Quale sia poi il fondamento su cui Locke ritiene possibile edificare la sua indagine dell'intelletto umano può essere detto in breve. Il metodo della filosofia è di fatto il metodo introspettivo che ci permette di cogliere la totalità delle idee che animano la nostra mente, abbiano esse origine dal senso esterno e quindi dal contatto del nostro corpo con la realtà trascendente, o siano invece attinte dal senso interno - o come Locke si esprime: dalla riflessione - e quindi ci mostrino le operazioni della soggettività. Nell'uno e nell'altro caso un'indagine sui contenuti della nostra vita di esperienza dovrà fondarsi sulla nostra capacità di distogliere lo sguardo dalle cose per volgerlo al nostro intelletto, e in Locke - secondo una forma stilistica che accomuna i filosofi dell'empirismo inglese - le principali distinzioni concettuali sono accompagnate da un invito rivolto al lettore cui si chiede di guardare ciò che dentro di sé accade, poiché ci si deve convincere di ciò che si legge non seguendo le parole di un ragionamento ma cogliendo l'evidenza di un esperimento che ciascuno di noi può compiere immediatamente su se stesso.
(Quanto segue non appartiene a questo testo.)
PR #205, opened 2016-03-23
Moving tagmanagers content API to preview

currysoup:
Moving all of tag managers content API requests to preview CAPI. Previously operations such as deleting a tag would only check content in live CAPI. Leaving dangling tag references in preview CAPI.


clloyd:
:+1: :+1: :+1: :+1: :+1: :+1: :+1:

Issue #206, opened 2016-03-29
Remove Parent Tags on Tag Deletion


clloyd:
When you delete a tag, if that tag is referred to as a parent by any other tags, the reference will be left "dangling"

PR #207, opened 2016-03-29
Add Support route to remove Dangling Parents

clloyd:
We seem to have inherited some dangling parents (tags that are listed as parents but don't actually exist) from R2

This is a support route to remove them. There's further piece of work to check if future parents need to be removed on Tag Deletion - #206


currysoup:
:+1:

PR #208, opened 2016-03-29
Blocking contributors being batch tagged

currysoup:
Batch tagging contributors 'works' but it doesn't play nicely with Composer so this will block it in the client side as a measure to prevent confusion.

If there's ever a desire for batch tagging to work with contributors then composer will need to be updated, for now just blocking it.


clloyd:
:+1:

PR #209, opened 2016-03-30
More detailed job system

currysoup:
Updated the job system to give more information to the user and reduce the amount of damage that can be done in the event of a step failure (or partial failure). Increased observability means I already found and fixed quite a few bugs while developing this PR. 

Most the diffs are just moving the steps into a different structure. Also removed the SQS system since that seemed to result in orphaned jobs. This makes taking a job a little more sophisticated since the node needs to be sure that no other node has picked up the job. I'm happy to add SQS back in if there's some way of making it more robust.


public/components/JobTable/JobTable.react.js
```diff
@@ -20,77 +21,220 @@ export default class JobTable extends React.Component {
...
+      return jobStatus;
+    }
 
-      if (step.type === 'TagRemovedCheck') {
-        return (
-          <span>
-            Confirming <b>{step.apiTagId}</b> has been removed from CAPI
-          </span>
-        );
+    prettyStepType(stepType) {
```
clloyd: All these should probably be moved out into a constants file

clloyd:
:+1:  Very small comment but looks awesome!

PR #211, opened 2016-03-31
Migrate Jobs to canonical Dynamo Tables

currysoup:


clloyd:
Would it be worthwhile setting this to a new jobs table? then we could switch over without downtime?

currysoup:
yeah i guess ;D

PR #213, opened 2016-03-31
Doesn't make sense to block people from filtering on contributors

currysoup:
Will continue to prevent people from batch adding/removing contributors for now.


clloyd:
:+1:

PR #214, opened 2016-04-01
Stop old content being included in batch tag operations

currysoup:
Grey out and prevent users from selecting content which isn't managed by composer in the batch tagger.

This is required since flex-feeds seemingly can't modify content which isn't managed by composer.

This can be removed in a few weeks when CAPI purges unmanaged content.

composerbatch


clloyd:
:+1:

PR #215, opened 2016-04-04
Sort on a field that actually exists

currysoup:
Even in the old job system the field was labelled 'started' :smile:


clloyd:
:+1:

PR #221, opened 2016-04-26
Add Migration endpoints for slugs, rename paths endpoint

clloyd:
As we are backfilling slugs and paths, this adds an endpoint for slugs and renames the paths endpoint


currysoup:
:+1:

PR #222, opened 2016-04-26
Add Section Expiry

clloyd:
This adds a very similar button to unexpiry that triggers an expiry.

Also as part of this PR I've removed the heading style which isn't needed from alot of places.


currysoup:
:+1: 🚀

PR #223, opened 2016-04-26
Used the frontend profile for logo upload locally.

steppenwells:
This mimics the sts assume role stuff as used in AWS


clloyd:
:+1:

E tuttavia, basta addentrarsi nel Saggio per rendersi conto che l'introspezione è fin da principio vincolata ad una tesi di carattere generale: ogni idea deve essere infine ricondotta ad un'immagine mentale, ad una raffigurazione che si imprime nella coscienza e che trova il suo senso nella sua valenza figurativa. Ma ciò è quanto dire che la mente deve essere pensata come un grande teatro in cui il mondo esterno si raffigura. O più precisamente: come una galleria di dipinti in cui vi è un quadro per ogni parola significante del nostro linguaggio.
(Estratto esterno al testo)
PR #224, opened 2016-04-26
Sponsor logo styling fix

Calanthe:
A small styling fix to correctly show the images' dimensions.

Before:
screen shot 2016-04-26 at 15 18 14

After:
screen shot 2016-04-26 at 15 18 20

### DIFF
--- a/public/components/SponsorshipEdit/SponsorLogo.react.js
+++ b/public/components/SponsorshipEdit/SponsorLogo.react.js
@@ -60,7 +60,7 @@ export default class SponsorEdit extends React.Component {
     const imageAsset = this.props.logo.assets[0];
 
     return (
-      <div className="tag-edit__field">
+      <div className="tag-edit__field tag-edit__field-logo">
         <img src={imageAsset.imageUrl} className="tag-edit__field__image"/>
         <div className="tag-edit__image__info">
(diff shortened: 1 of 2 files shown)


steppenwells:
Looks good to me, but unfortunately I agreed with the tools team that we'd leave the plus 1'ing up to them so that they can make sure they're keeping up to date with what we're up to.

I'm sure @clloyd will be on this shortly.

public/components/SponsorshipEdit/SponsorLogo.react.js
```diff
@@ -60,7 +60,7 @@ export default class SponsorEdit extends React.Component {
     const imageAsset = this.props.logo.assets[0];
 
     return (
-      <div className="tag-edit__field">
+      <div className="tag-edit__field tag-edit__field-logo">
```
clloyd: We're using a BEM naming convention (ideally) in this project, so generally there should be a single class per thing... so as you need a new variant of the `tag-edit__field` class then you can create `tag-edit__field--logo` and then in the SASS do something similar to `%tag-edit__image__add`

clloyd:
Just got one small naming convention comment

Calanthe:
You are right @clloyd. I just committed those changes.

clloyd:
👍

Non è difficile scorgere il nesso che lega quest'immagine della coscienza al fraintendimento psicologico dell'ego che caratterizza la svolta cartesiana. Per Cartesio come per Locke l'esperienza è il processo di acquisizione di una molteplicità di immagini e la mente è il luogo in cui queste innumerevoli raffigurazioni vengono di volta in volta ospitate. Ma se ciò accade la ragione è ben chiara: se si riconduce l'esperienza alla dimensione psicologica della mente e se si pensa poi la mente come una cosa, sia pure pensante, allora è anche necessario credere che ogni sfumatura di senso debba essere reinterpretata come una distinzione che concerne la dimensione contenutistica del vissuto, la sua dimensione figurativa. Così, se è lecito distinguere tra un triangolo individuale e il concetto universale di triangolo dovrà anche avere un senso parlare di un'idea individuale di triangolo e dell'idea astratta di una figura geometrica che abbia tre lati, ma che non sia né regolare, né isoscele, né scalena - di una figura impossibile, insomma. Ed un analogo discorso vale anche per le forme intenzionali dell'esperienza che debbono essere ricondotte a differenze interne alle idee, alla loro dimensione presentativa: un ricordo sarà allora un'idea sbiadita, l'immaginazione una raffigurazione incerta. Un'altra via non vi è: se la mente è concepita come una cosa, sia pure pensante, anche le differenze tra esperienze dovranno essere concepite come se fossero differenze tra cose - tra immagini più o meno vivide, più o meno ricche di dettagli. E che per Locke l'anima sia costruita sul modello delle cose materiali è difficile negarlo - almeno per Husserl:

la psiche è un reale chiuso in sé come il corpo. Nella prospettiva di un ingenuo naturalismo l'anima viene intesa come uno spazio per sé. Per usare la celebre similitudine di Locke: l'anima diventa una tavoletta di cera sulla quale i dati psichici vanno e vengono (ivi, p. 113).

Di qui l'approdo della filosofia di Locke. Locke è un filosofo cresciuto ala scuola del razionalismo: egli è certo che vi sia una realtà trascendente e non rinuncia a cercare di contrassegnarla con il linguaggio delle metafisiche del razionalismo. E tuttavia il mondo in sé è inconoscibile, e al filosofo non resta che indagare la soggettività psicologica - ciò che resta dopo aver pronunciato la rinuncia scettica alla realtà trascendente del mondo. Si apre così, come crisi del razionalismo, una concezione empiristica della filosofia, uno stile filosofico che è innanzitutto caratterizzato da un atteggiamento descrittivo e che individua con chiarezza un suo territorio di indagine ma che non può tuttavia liberarsi dalla vena scettica che ne caratterizza l'origine - il suo essere sorto dalla negazione della domanda cartesiana circa la possibilità di scorgere un significato trascendente nei vissuti psicologici della res cogitans.